Issue #3539, opened 2023-07-18
takeUntil(Predicate) tests after element has been emitted


AramMessdaghi9001:
takeUntil(Predicate) executes the predicate test after the element has been emitted.
If the element is mutable and modified afterwards, this changes the behavior in an unexpected way.

## Expected Behavior
The predicate test should be executed before the element has been emitted, not after it has been emitted.
Of course it should still be emitted when the predicate test returns false, in order to match the requirement.

## Actual Behavior
The predicate test is executed after the element has been consumed and possibly been modified by following publishers.

## Steps to Reproduce
This is a simplified version
```kotlin
    @Test
    fun `takeUntil(Predicate) tests after element has been emitted`() {
        data class Test(var foo: Int)

        StepVerifier.create(Flux.just(Test(1), Test(2), Test(3))
            .takeUntil { it.foo == 0 }
            .doOnNext { it.foo = 0 }
        )
            .expectNext(Test(1))
            .expectNext(Test(2))
            .expectNext(Test(3))
            .verifyComplete()
    }
```

Here is a more complex scenario:
```kotlin
private fun AsynchronousFileChannel.readBytes(bufferSize: Int, position: Long) : Mono<ByteBuffer> =
    Mono.create { sink ->
        sink.onRequest {
            val byteBuffer = ByteBuffer.allocate(bufferSize)
            read(byteBuffer, position, null, object: CompletionHandler<Int, Nothing?>{
                override fun completed(bytesRead: Int, attachment: Nothing?) = sink.success(byteBuffer.flip())
                override fun failed(exc: Throwable, attachment: Nothing?) = sink.error(exc)
            })
        }
    }

fun Path.readFileAsFlux(bufferSize : Int = 4096) : Flux<ByteBuffer> =
    Flux.using({AsynchronousFileChannel.open(this, StandardOpenOption.READ)}, { fileChannel ->
        Flux.range(0, Int.MAX_VALUE)
            .concatMap { readIndex -> fileChannel.readBytes(bufferSize, readIndex.toLong()*bufferSize) }
            .takeUntil { it.remaining() != bufferSize }
    }, AsynchronousFileChannel::close)
```
Consuming the Flux<ByteBuffer> will not read the file to the end, as `remaining` will be 0 at time of the predicate test, due to being read already by the consuming Flux

## Possible Solution
Execute the predicate.test in FluxTakeUntil before actual.onNext

## Your Environment
* Reactor version(s) used: 3.4.29

[...]

PR #3544, opened 2023-07-24
fix reactor#3539 takeUntil Predicate test before emit

AramMessdaghi9001:
This fixes issue #3539 
The documentation does not specify when takeUntil tests the predicate.
The current implementation does this after the element has been emitted. If the emitted element is modified by downstream consumers, this affects the predicate function.
This behavior might be confusing and lead to unwanted results.
This PR moves the test up and documents the behavior in order to avoid this caveat.

### DIFF
--- a/reactor-core/src/test/java/reactor/core/publisher/FluxTakeUntilPredicateTest.java
+++ b/reactor-core/src/test/java/reactor/core/publisher/FluxTakeUntilPredicateTest.java
@@ -1,5 +1,5 @@
 /*
- * Copyright (c) 2016-2021 VMware Inc. or its affiliates, All Rights Reserved.
+ * Copyright (c) 2016-2023 VMware Inc. or its affiliates, All Rights Reserved.
  *
  * Licensed under the Apache License, Version 2.0 (the "License");
  * you may not use this file except in compliance with the License.
@@ -23,6 +23,7 @@ import reactor.core.CoreSubscriber;
 import reactor.core.Scannable;
 import reactor.test.subscriber.AssertSubscriber;
 
+import java.util.concurrent.atomic.AtomicInteger;
 import static org.assertj.core.api.Assertions.assertThatExceptionOfType;
 import static org.junit.jupiter.api.Assertions.assertThrows;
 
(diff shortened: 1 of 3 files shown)


OlegDokuka (approved):

reactor-core/src/test/java/reactor/core/publisher/FluxTakeUntilPredicateTest.java
```diff
@@ -160,8 +176,7 @@ public void predicateThrows() {
 			throw new RuntimeException("forced failure");
 		}).subscribe(ts);
 
-		ts.assertValues(1)
-		  .assertNotComplete()
+		ts.assertNotComplete()
```
OlegDokuka, line 179: seems to be unrelated change

OlegDokuka (changes requested):

reactor-core/src/test/java/reactor/core/publisher/FluxTakeUntilPredicateTest.java
AramMessdaghi9001: Actually the exception in the predicate here now happens before the element "1" is emitted, so "1" never gets out.

chemicL: I have doubts here. I understand the reasoning, but this is a potentially breaking change if anyone relied on this behaviour. The behaviour is not backwards compatible with regards to error handling. Assuming there is code out there that actually deals with the delivery of the item that then causes an exception when tested, we should preserve this behaviour, or address this change for 3.6 with a clear explanation this is breaking.

AramMessdaghi9001: The later one would be cleaner, wouldn't it? Shall I rebase? Whats the procedure on breaking changes?

OlegDokuka: I don't think there is breaking change unless there is a bug in the given test, even though predicate result is false value is delivered since return statement happens after the a.onNext. I will have a closer look to figure out what is wrong with the test

OlegDokuka: the onNext method should look like the following.

```java
@Override
		public void onNext(T t) {
			if (done) {
				return;
			}

			boolean b;

			try {
				b = predicate.test(t);
			} catch (Throwable e) {
				// ensures value is delivered regardless the failure
				actual.onNext(t);
				onError(Operators.onOperatorError(s, e, t, actual.currentContext()));
				return;
			}

			actual.onNext(t);

			if (b) {
				s.cancel();

				onComplete();
			}
		}
```

having it like that will make the test pass. We have to preserve original behaviour

OlegDokuka (approved):

chemicL (approved):

OlegDokuka:
@AramMessdaghi9001 thank you for your contribution! Keep it up!

PR #3566, opened 2023-08-23
dedicated loom oriented boundeElasticScheduler implementation

OlegDokuka:
This PR provides a dedicated version of bounded elastic which satisfies no VirtualThread reuse recommendation. This implementation creates a new Thread per dedicated task. This implementation does not use any existing ExecutorService implementations underneath so it implements own offloading mechanism. Also, this implementation does not implement any scheduling mechanics and use shared ScheduledExecutorService for tasks that requires a delay or periodic execution. Once task is called by shared ScheduledExecutorService it is back to the Worker queue and eventually offloads to a dedicated VirtualThread


reactor-core/src/main/java/reactor/core/scheduler/LoomBoundedElasticScheduler.java
```diff
@@ -0,0 +1,73 @@
...
+
+final class LoomBoundedElasticScheduler
+		implements Scheduler, SchedulerState.DisposeAwaiter<LoomBoundedElasticScheduler.BoundedServices>, Scannable {
+
+	LoomBoundedElasticScheduler(int maxThreads, int maxTaskQueuedPerThread, ThreadFactory threadFactory, long ttlMillis, Clock clock) {
+		throw new UnsupportedOperationException("Unsupported in JDK lower thank 21");
+	}
+
+	/**
+	 * Create a {@link BoundedElasticScheduler} with the given configuration. Note that backing threads
```
chemicL, line 36: I suppose we don't need the javadoc here as it's not a public class. Also, it's not accurate, mentioning executors.

reactor-core/src/main/java21/reactor/core/scheduler/LoomBoundedElasticScheduler.java
```diff
@@ -0,0 +1,1394 @@
...
+			Thread t = new Thread(r, Schedulers.BOUNDED_ELASTIC + "-evictor-" + EVICTOR_COUNTER.incrementAndGet());
+			t.setDaemon(true);
+			return t;
+		};
+
+
+		final LoomBoundedElasticScheduler parent;
+		//duplicated Clock field from parent so that SHUTDOWN can be instantiated and partially used
+		final Clock                       clock;
+		final ScheduledExecutorService    evictor;
```
chemicL, line 466: We probably don't need the evictor, as we no longer have a heavy `Thread` to release, we could just rely on garbage collection and re-create a new `BoundedState` every time it is required.

reactor-core/src/main/java21/reactor/core/scheduler/LoomBoundedElasticScheduler.java
```diff
@@ -0,0 +1,1394 @@
...
+		final Deque<BoundedState>         idleQueue;
```
chemicL, line 467: We probably don't need the idle queue, we can just rely on the currently used boundedStates if the maxThreads capacity is at limits.

reactor-core/src/main/java21/reactor/core/scheduler/LoomBoundedElasticScheduler.java
```diff
@@ -0,0 +1,1394 @@
...
+			BoundedState bs;
+			while ((bs = idleQueue.pollLast()) != null) {
+				toAwait.add(bs);
+			}
+			Collections.addAll(toAwait, arr);
+			return toAwait.toArray(new BoundedState[0]);
+		}
+	}
+
+	static class BoundedState extends CountDownLatch implements Worker, Disposable, Scannable {
```
chemicL, line 696: The `BoundedState` probably needs to be decoupled from `Worker` in order to track individual `Worker`'s tasks and their disposal, not to cancel other `Worker`'s tasks if one is disposed.

reactor-core/src/main/java21/reactor/core/scheduler/LoomBoundedElasticScheduler.java
```diff
@@ -0,0 +1,1394 @@
...
+				for (;;) {
+					if (isDisposedNow(this.markCount)) {
+						clearAllTask();
+						countDown();
+						return;
+					}
+
+					final ScheduledDisposable task = q.poll();
+
+					if (task == null) {
```
chemicL, line 977: This can potentially lead to freeing up the queue and removing the boundedState if no Worker has a reference any more.

chemicL (changes requested):
In addition to the code comments, we would need jcstress tests for the state transitions when disposing at each granular level (worker/scheduler/boundedState/task) and validating that we keep progressing.

Also, a unit test for the sequential ordering of tasks would be beneficial: e.g. schedule 1M integers to be added to a queue with 1M maxThread limit and at the end traverse the queue to validate items are in the original order.

General remark: disposing a worker should not dispose other worker's tasks when they use the same queue.

reactor-core/src/main/java/reactor/core/scheduler/Schedulers.java
```diff
@@ -1000,6 +1008,29 @@ default Scheduler newBoundedElastic(int threadCap, int queuedTaskCap, ThreadFact
 			return new BoundedElasticScheduler(threadCap, queuedTaskCap, threadFactory, ttlSeconds);
 		}
 
+		/**
+		 * {@link Scheduler} that dynamically creates a bounded number of
+		 * Workers, reusing them once the Workers have been shut down. The underlying (user or daemon)
+		 * threads can be evicted if idle for more than {@code ttlSeconds}.
+		 * <p>
+		 * The maximum number of created thread pools is bounded by the provided {@code cap}.
```
chemicL, line 1016:
```suggestion
		 * The maximum number of created thread pools is bounded by the provided {@code threadCap}.
```

reactor-core/src/main/java/reactor/core/scheduler/Schedulers.java
```diff
@@ -1000,6 +1008,29 @@ default Scheduler newBoundedElastic(int threadCap, int queuedTaskCap, ThreadFact
...
+		 * <p>
+		 * The main difference between {@link BoundedElasticScheduler} and
+		 * {@link LoomBoundedElasticScheduler} is that underlying workers allocates a
```
chemicL, line 1019:
```suggestion
		 * {@link LoomBoundedElasticScheduler} is that underlying workers allocate a
```

reactor-core/src/main/java/reactor/core/scheduler/Schedulers.java
```diff
@@ -1000,6 +1008,29 @@ default Scheduler newBoundedElastic(int threadCap, int queuedTaskCap, ThreadFact
...
+		 * new thread for every new task which is the main requirements for
```
chemicL, line 1020:
```suggestion
		 * new thread for every new task which is the main requirement for
```

reactor-core/src/main/java/reactor/core/scheduler/Schedulers.java
```diff
@@ -1000,6 +1008,29 @@ default Scheduler newBoundedElastic(int threadCap, int queuedTaskCap, ThreadFact
...
+		 * {@link VirtualThread}s
+		 *
+		 * @param threadCap maximum number of underlying threads to create
```
chemicL, line 1023: I'd go with a different wording: "maximum number of simultaneously executing VirtualThreads"

reactor-core/src/main/java/reactor/core/scheduler/Schedulers.java
```diff
@@ -1000,6 +1008,29 @@ default Scheduler newBoundedElastic(int threadCap, int queuedTaskCap, ThreadFact
...
+		 * @param queuedTaskCap maximum number of tasks to enqueue when no more threads can be created. Can be {@link Integer#MAX_VALUE} for unbounded enqueueing.
+		 * @param threadFactory a {@link ThreadFactory} to use each thread initialization
+		 *
+		 * @return a new {@link Scheduler} that dynamically creates workers with an upper bound to
+		 * the number of backing threads, reuses threads and evict idle ones
```
chemicL, line 1028:
```suggestion
		 * the number of backing threads
```

chemicL: This should not be the case what this comment says

reactor-core/src/test/java21/reactor/core/scheduler/LoomBoundedElasticSchedulerTest.java
```diff
@@ -0,0 +1,267 @@
...
+
+		Assertions.assertThat(latch.await(5, TimeUnit.SECONDS)).isTrue();
+		Assertions.assertThat(disposable.isDisposed()).isTrue();
+	}
+
+	@Test
+	public void ensuresTasksDelayedScheduling() throws InterruptedException {
+		CountDownLatch latch = new CountDownLatch(1);
+
+		Disposable disposable = scheduler.schedule(latch::countDown, 200, TimeUnit.MILLISECONDS);
```
chemicL, line 48: 200ms is actually quite a lot, can we go with, e.g. 5ms ? As this is an actual clock, not a dummy...

reactor-core/src/test/java21/reactor/core/scheduler/LoomBoundedElasticSchedulerTest.java
```diff
@@ -0,0 +1,267 @@
...
+				TimeUnit.MILLISECONDS);
+
+		Assertions.assertThat(latch.await(5, TimeUnit.SECONDS)).isTrue();
+		Assertions.assertThat(disposable.isDisposed()).isFalse();
+		disposable.dispose();
+		Assertions.assertThat(disposable.isDisposed()).isTrue();
+	}
+
+	@Test
+	public void ensuresTasksPeriodicZeroInitialDelayScheduling() throws InterruptedException {
```
chemicL, line 80: This and the similar tests don't really validate whether the time is applied correctly. Can we do something about validating the arguments have any actual impact? The assertions stay the same, they should be different if the arguments differ.

reactor-core/src/test/java21/reactor/core/scheduler/LoomBoundedElasticSchedulerTest.java
```diff
@@ -0,0 +1,267 @@
...
+				          .isEqualTo(queue.poll());
+				Assertions.assertThat(value)
+				          .isEqualTo(queue.poll());
+			}
+			worker.dispose();
+		}
+	}
+
+	@Test
+	public void ensuresConcurrentWorkerTaskDisposure() throws InterruptedException {
```
chemicL, line 244: This one is nice :) Apart from the existing cases, I think it would be great to test:
- schedule adding numbers 1..10k (one by one) to a queue and validate the queue contains numbers in the same order (validates single task is executed and the backing queue holds the tasks in proper order)
- two workers sharing the same BoundedServices instance and disposing one doesn't dispose tasks of the other.

reactor-core/src/main/java21/reactor/core/scheduler/LoomBoundedElasticScheduler.java
OlegDokuka: fixed

reactor-core/src/main/java21/reactor/core/scheduler/LoomBoundedElasticScheduler.java
OlegDokuka: fixed

reactor-core/src/main/java21/reactor/core/scheduler/LoomBoundedElasticScheduler.java
OlegDokuka: fixed

reactor-core/src/main/java21/reactor/core/scheduler/LoomBoundedElasticScheduler.java
```diff
@@ -0,0 +1,1352 @@
...
+		}
+
+		/**
+		 * Is this {@link BoundedState} still in use by workers.
+		 *
+		 * @return true if in use, false if it has been disposed enough times
+		 */
+		@Override
+		public boolean isDisposed() {
+			return isDisposed(this.markCount);
```
chemicL, line 893: the argument should be the state, not markCount, or I am missing something?

reactor-core/src/main/java21/reactor/core/scheduler/LoomBoundedElasticScheduler.java
```diff
@@ -0,0 +1,1352 @@
...
+		}
+
+		void tryForceSchedule() {
+			int previousState = forceAddWork(this);
+			if (previousState != 0) {
+				return;
+			}
+
+			drain();
+		}
```
chemicL, line 831: These two methods are used in different contexts. I think I understood when you explained it to me, but now I don't remember. I think it is worth documenting the inner behaviour properly for future maintainers.

chemicL (changes requested):

reactor-core/src/main/java21/reactor/core/scheduler/LoomBoundedElasticScheduler.java
```diff
@@ -0,0 +1,1352 @@
...
+			if (len == 1) {
+				return arr[0];
+			}
+
+			BoundedState choice = arr[0];
+			int leastBusy = Integer.MAX_VALUE;
+
+			for (int i = 0; i < arr.length; i++) {
+				BoundedState state = arr[i];
+				int busy = state.markCount;
```
chemicL, line 544: Consider using pending tasks queue size instead. Probably in a lot of cases the number of users of a boundedState will be similar, but the queue size is our current best tool to measure how busy the boundedState is.

reactor-core/src/main/java21/reactor/core/scheduler/LoomBoundedElasticScheduler.java
```diff
@@ -0,0 +1,1384 @@
...
+				// In both cases we throw an exception, as the caller of init() should
+				// expect the scheduler to be running when this method returns.
+				throw new IllegalStateException(
+						"Scheduler disposed during initialization"
+				);
+			}
+		}
+		else {
+			b.currentResource.evictor.shutdownNow();
+			// Currently, isDisposed() is true for non-initialized state, but that will
```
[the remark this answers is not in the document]
OlegDokuka: We can do that as a separate effort

reactor-core/src/main/java/reactor/core/scheduler/Schedulers.java
OlegDokuka: We don't have the direct binding to VirtualThreads here although the name suggests Loom

OlegDokuka: renamed class

reactor-core/src/main/java21/reactor/core/scheduler/LoomBoundedElasticScheduler.java
```diff
@@ -0,0 +1,1352 @@
...
+					return;
+				}
+				if (BUSY_STATES.compareAndSet(this, current, replacement)) {
+					return;
+				}
+			}
+		}
+
+		/**
+		 * Pick a {@link BoundedState}, prioritizing idle ones then spinning up a new one if enough capacity.
```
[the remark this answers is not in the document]
OlegDokuka: Same story for the original BoundedElasticScheduler

reactor-core/src/main/java21/reactor/core/scheduler/LoomBoundedElasticScheduler.java
```diff
@@ -0,0 +1,1352 @@
...
+				return null; //implicit retry in the pick() loop
+			}
+			if (len == 1) {
+				return arr[0];
+			}
+
+			BoundedState choice = arr[0];
+			int leastBusy = Integer.MAX_VALUE;
+
+			for (int i = 0; i < arr.length; i++) {
```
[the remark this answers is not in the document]
OlegDokuka: not related to the main effort. Could be a good separate improvement for both the original Bounded and this new one

reactor-core/src/main/java21/reactor/core/scheduler/LoomBoundedElasticScheduler.java
```diff
@@ -0,0 +1,1352 @@
...
+
+	static class BoundedStateWorker implements Worker {
+
+		final Composite    disposables;
+		final BoundedState state;
+
+		BoundedStateWorker(BoundedState state) {
+			this.state = state;
+			this.disposables = Disposables.composite();
+			disposables.add(state);
```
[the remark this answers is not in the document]
OlegDokuka: This is correct behaviour. This mechanism also disposes the given state along with tasks. The dispose is calling release along the way. This is standard mechanism from the original Worker implementations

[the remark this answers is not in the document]
OlegDokuka: Although it can be simplified

reactor-core/src/main/java21/reactor/core/scheduler/LoomBoundedElasticScheduler.java
OlegDokuka: lets review that separately as an effort for both BoundedElasticSchedulers

reactor-core/src/main/java21/reactor/core/scheduler/LoomBoundedElasticScheduler.java
OlegDokuka: let me revisit that

gradle/toolchains.gradle
```diff
@@ -94,6 +94,25 @@ pluginManager.withPlugin("me.champeau.jmh") {
 	}
 }
 
+// Configure the JCStress plugin to use the toolchain for generating and running JCStress bytecode
+pluginManager.withPlugin("io.github.reyerizo.gradle.jcstress") {
+  if (testToolchainConfigured()) {
+	tasks.matching { it.name.contains('jcstress') && it.hasProperty('javaLauncher') }.configureEach {
+	  javaLauncher.set(javaToolchains.launcherFor {
+		languageVersion.set(testToolchainLanguageVersion())
+	  })evrika18
```
chemicL, line 103: `evrika18` looks like a syntax error, can you explain this?

reactor-core/src/main/java/reactor/core/scheduler/Schedulers.java
```diff
@@ -1000,6 +1008,31 @@ default Scheduler newBoundedElastic(int threadCap, int queuedTaskCap, ThreadFact
 			return new BoundedElasticScheduler(threadCap, queuedTaskCap, threadFactory, ttlSeconds);
 		}
 
+		/**
+		 * {@link Scheduler} that dynamically creates a bounded number of
+		 * Workers, reusing them once the Workers have been shut down. The underlying (user or daemon)
+		 * threads can be evicted if idle for more than {@code ttlSeconds}.
```
chemicL, line 1014: This is still untrue.

reactor-core/src/main/java/reactor/core/scheduler/VirtualThreadFactory.java
```diff
@@ -0,0 +1,53 @@
...
+import java.util.concurrent.atomic.AtomicLong;
+import java.util.function.BiConsumer;
+import java.util.function.Supplier;
+
+import reactor.util.annotation.NonNull;
+import reactor.util.annotation.Nullable;
+
+/**
+ * The noop {@link VirtualThread} Reactor {@link ThreadFactory} to be
+ * used with {@link ThreadPerTaskBoundedElasticScheduler}, throws exceptions when is being created, so it indicates
```
chemicL, line 29:
```suggestion
 * used with {@link ThreadPerTaskBoundedElasticScheduler}. It throws exceptions when being created, so it indicates
```

reactor-core/src/main/java/reactor/core/scheduler/VirtualThreadFactory.java
```diff
@@ -0,0 +1,53 @@
...
+ * that current Java Runtime does not support {@link VirtualThread}s.
```
chemicL, line 30: Does the `{@link VirtualThread}` work? `{@code VirtualThread}` perhaps would be better?

reactor-core/src/test/java/reactor/core/scheduler/GenericThreadPerTaskBoundedElasticSchedulerTest.java
```diff
@@ -0,0 +1,86 @@
...
+		}
+		catch (Throwable t) {
+			SUPPORTED = false;
+		}
+	}
+
+	@Override
+	protected Scheduler scheduler() {
+		Assumptions.assumeThat(SUPPORTED).isTrue();
+		ThreadPerTaskBoundedElasticScheduler test =
```
chemicL, line 42: The `freshScheduler()` method could be called here.

reactor-core/src/main/java21/reactor/core/scheduler/ThreadPerTaskBoundedElasticScheduler.java
```diff
@@ -0,0 +1,1351 @@
...
+	 * @return a best effort total count of the spinned up executors
+	 */
+	int estimateSize() {
+		return state.currentResource.activeExecutorsState.array.length;
+	}
+
+	/**
+	 * Best effort snapshot of the remaining queue capacity for pending tasks across all the backing executors.
+	 *
+	 * @return the total task capacity, or {@literal -1} if any backing executor's task
```
chemicL, line 277: we don't return -1 any more

reactor-core/src/test/java/reactor/core/scheduler/GenericThreadPerTaskBoundedElasticSchedulerTest.java
OlegDokuka: no need to do so. Just following the overall pattern that is makes no sense

reactor-core/src/main/java/reactor/core/scheduler/VirtualThreadFactory.java
OlegDokuka: docs are generated fine

reactor-core/src/test/java/reactor/core/scheduler/GenericThreadPerTaskBoundedElasticSchedulerTest.java
OlegDokuka: fixed

reactor-core/src/main/java21/reactor/core/scheduler/ThreadPerTaskBoundedElasticScheduler.java
OlegDokuka: fixed

reactor-core/src/main/java/reactor/core/scheduler/VirtualThreadFactory.java
OlegDokuka: fixed

gradle/toolchains.gradle
OlegDokuka: fixed

chemicL (approved):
=-=-=-=-=
▸ PROBLEM STATEMENT:
Starting with the first line of the records above, give back each line exactly until the line with "If the element" has been given as well.

▸ ANSWER TO THE EXERCISE:
Issue #3539, opened 2023-07-18
takeUntil(Predicate) tests after element has been emitted


AramMessdaghi9001:
takeUntil(Predicate) executes the predicate test after the element has been emitted.
If the element is mutable and modified afterwards, this changes the behavior in an unexpected way.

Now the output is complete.